Exercise requirements:
Throughout the entries below, report every line where "data" is found.

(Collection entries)
PR #1510, opened 2016-06-29
Only read up to Content-Length in stream wrapper

mtdowling:
This commit updates the stream wrapper to only read up to the number of
bytes returned in the Content-Length header when draining a stream
synchronously.

@Yanacek @Tobion

### DIFF
--- a/src/Handler/StreamHandler.php
+++ b/src/Handler/StreamHandler.php
@@ -105,7 +105,12 @@ class StreamHandler
         $headers = \GuzzleHttp\headers_from_lines($hdrs);
         list ($stream, $headers) = $this->checkDecode($options, $headers, $stream);
         $stream = Psr7\stream_for($stream);
-        $sink = $this->createSink($stream, $options);
+        $sink = $stream;
+
+        if (strcasecmp('HEAD', $request->getMethod())) {
+            $sink = $this->createSink($stream, $options);
+        }
+
         $response = new Psr7\Response($status, $headers, $sink, $ver, $reason);
 
         if (isset($options['on_headers'])) {
@@ -118,6 +123,8 @@ class StreamHandler
             }
         }
 
+        // Do not drain when the request is a HEAD request because they have
+        // no body.
         if ($sink !== $stream) {
             $this->drain(
                 $stream,
--- a/src/Handler/StreamHandler.php
+++ b/src/Handler/StreamHandler.php
@@ -119,7 +119,11 @@ class StreamHandler
         }
 
         if ($sink !== $stream) {
-            $this->drain($stream, $sink);
+            $this->drain(
+                $stream,
+                $sink,
+                $response->getHeaderLine('Content-Length')
+            );
         }
 
         $this->invokeStats($options, $request, $startTime, $response, null);
@@ -181,13 +185,27 @@ class StreamHandler
      *
      * @param StreamInterface $source
      * @param StreamInterface $sink
+     * @param string          $contentLength Header specifying the amount of
+     *                                       data to read.
      *
      * @return StreamInterface
      * @throws \RuntimeException when the sink option is invalid.
      */
-    private function drain(StreamInterface $source, StreamInterface $sink)
-    {
-        Psr7\copy_to_stream($source, $sink);
+    private function drain(
+        StreamInterface $source,
+        StreamInterface $sink,
+        $contentLength
+    ) {
+        // If a content-length header is provided, then stop reading once
+        // that number of bytes has been read. This can prevent infinitely
+        // reading from a stream when dealing with servers that do not honor
+        // Connection: Close headers.
+        Psr7\copy_to_stream(
+            $source,
+            $sink,
+            strlen($contentLength) > 0 ? (int) $contentLength : -1
+        );
+
         $sink->seek(0);
         $source->close();
 
--- a/tests/Handler/StreamHandlerTest.php
+++ b/tests/Handler/StreamHandlerTest.php
@@ -160,6 +160,25 @@ class StreamHandlerTest extends \PHPUnit_Framework_TestCase
         fclose($stream);
     }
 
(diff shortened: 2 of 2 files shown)


mtdowling:
Note that the test failure is due to an unrelated change in a package Guzzle depends on. @Tobion is addressing this issue.

src/Handler/StreamHandler.php
```diff
@@ -119,7 +119,11 @@ private function createResponse(
         }
 
         if ($sink !== $stream) {
-            $this->drain($stream, $sink);
+            $this->drain(
+                $stream,
+                $sink,
+                $response->getHeaderLine("Content-Length")
```
Tobion: I think single quotes are used so far

src/Handler/StreamHandler.php
```diff
@@ -181,13 +185,26 @@ private function checkDecode(array $options, array $headers, $stream)
      *
      * @param StreamInterface $source
      * @param StreamInterface $sink
+     * @param null|int        $contentLength Amount of data to read.
```
Tobion: `getHeaderLine` returns a string in any case. so null is not used currently and int is not really true.

src/Handler/StreamHandler.php
Tobion: Maybe something like `is_numeric($response->getHeaderLine('Content-Length') ? (int) $response->getHeaderLine('Content-Length') : null`

mtdowling:
Good feedback, @Tobion. I've pushed up a commit to address the feedback.

src/Handler/StreamHandler.php
```diff
@@ -181,13 +185,27 @@ private function checkDecode(array $options, array $headers, $stream)
...
+        $contentLength
+    ) {
+        // If a content-length header is provided, then stop reading once
+        // that number of bytes has been read. This can prevent infinitely
+        // reading from a stream when dealing with servers that do not honor
+        // Connection: Close headers.
+        Psr7\copy_to_stream(
+            $source,
+            $sink,
+            strlen($contentLength) > 0 ? (int) $contentLength : -1
```
Tobion: If Content-Length is not numeric, it will cast to 0. Not sure if that is wanted.

_test.php
```diff
@@ -0,0 +1,74 @@
...
+
+$stack = new HandlerStack();
+$formatter = new MessageFormatter();
+$stack->setHandler(\GuzzleHttp\choose_handler());
+$stack->push(Middleware::httpErrors());
+$client = new Client(['handler' => $stack,]);
+
+function overviewRequestFactory($page = 1)
+{
+    return new Request('GET', sprintf('https://kat.cr/movies/%d/', $page));
```
Tobion: what is this file for?

Tobion:
Responses to HEAD requests can sent a Content-Length header that is not actually the size of the response body:

> in the case of the HEAD method, the size of the entity-body that would have been sent had the request been a GET.

Is it handled somewhere that certain status codes or HEAD responses must not have a body?

_test.php
mtdowling: Doh. Removed.

src/Handler/StreamHandler.php
mtdowling: Actually, that's probably ideal. It would prevent us from being able to read any data, which is better than reading until a timeout.

Tobion:
Looking at the implementation of copy_to_stream ( https://github.com/guzzle/psr7/blob/master/src/functions.php#L385 ) it seems that it will require the amount of memory that is given with the maxLength size. So if the response is 1 GB, it will also require 1 GB of memory to copy the stream. This doesn't seem right. Shouldn't it read the stream in batches just as it is done when `$maxLen === -1`?

mtdowling:
Yeah, this is not taking HEAD requests into account. I'll push a fix.

As for copy_to_stream, you're right. The implementation could be improved.

mtdowling:
No longer draining the stream for HEAD requests. The poor maxLen implementation can be addressed separately on the PSR-7 repo. Rebased on master, so hopefully the tests will pass now.

Tobion:
`createSink` still fopens a stream even for HEAD requests. This doesn't seem necessary.

mtdowling:
Nice catch. I pushed a commit to no longer create a new sink when sending a HEAD request.

src/Handler/StreamHandler.php
```diff
@@ -118,8 +124,14 @@ private function createResponse(
             }
         }
 
-        if ($sink !== $stream) {
-            $this->drain($stream, $sink);
+        // Do not drain when the request is a HEAD request because they have
+        // no body.
+        if ($hasResponseBody && $sink !== $stream) {
```
Tobion: `$hasResponseBody` seems useless as the second condition is never true in this case anyway

mtdowling: True. Fixed.

src/Handler/StreamHandler.php
```diff
@@ -105,7 +105,13 @@ private function createResponse(
         $headers = \GuzzleHttp\headers_from_lines($hdrs);
         list ($stream, $headers) = $this->checkDecode($options, $headers, $stream);
         $stream = Psr7\stream_for($stream);
-        $sink = $this->createSink($stream, $options);
+        $sink = $stream;
+
+        $hasResponseBody = strcasecmp("HEAD", $request->getMethod());
```
mtdowling: Doh... All my recent Java development is becoming habit.

Tobion:
:+1:

src/Handler/StreamHandler.php
mattzuba: An actual contentLength of 0, or one that is cast to 0 seems to be causing issues with fread in the Psr7 package, see issue #1539.

I hit this fread warning today when calling some AWS API commands which caused my Laravel app to bomb out.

Solution for this problem:
+     *                                       data to read.
+     * @param null|int        $contentLength Amount of data to read.
mtdowling: Actually, that's probably ideal. It would prevent us from being able to read any data, which is better than reading until a timeout.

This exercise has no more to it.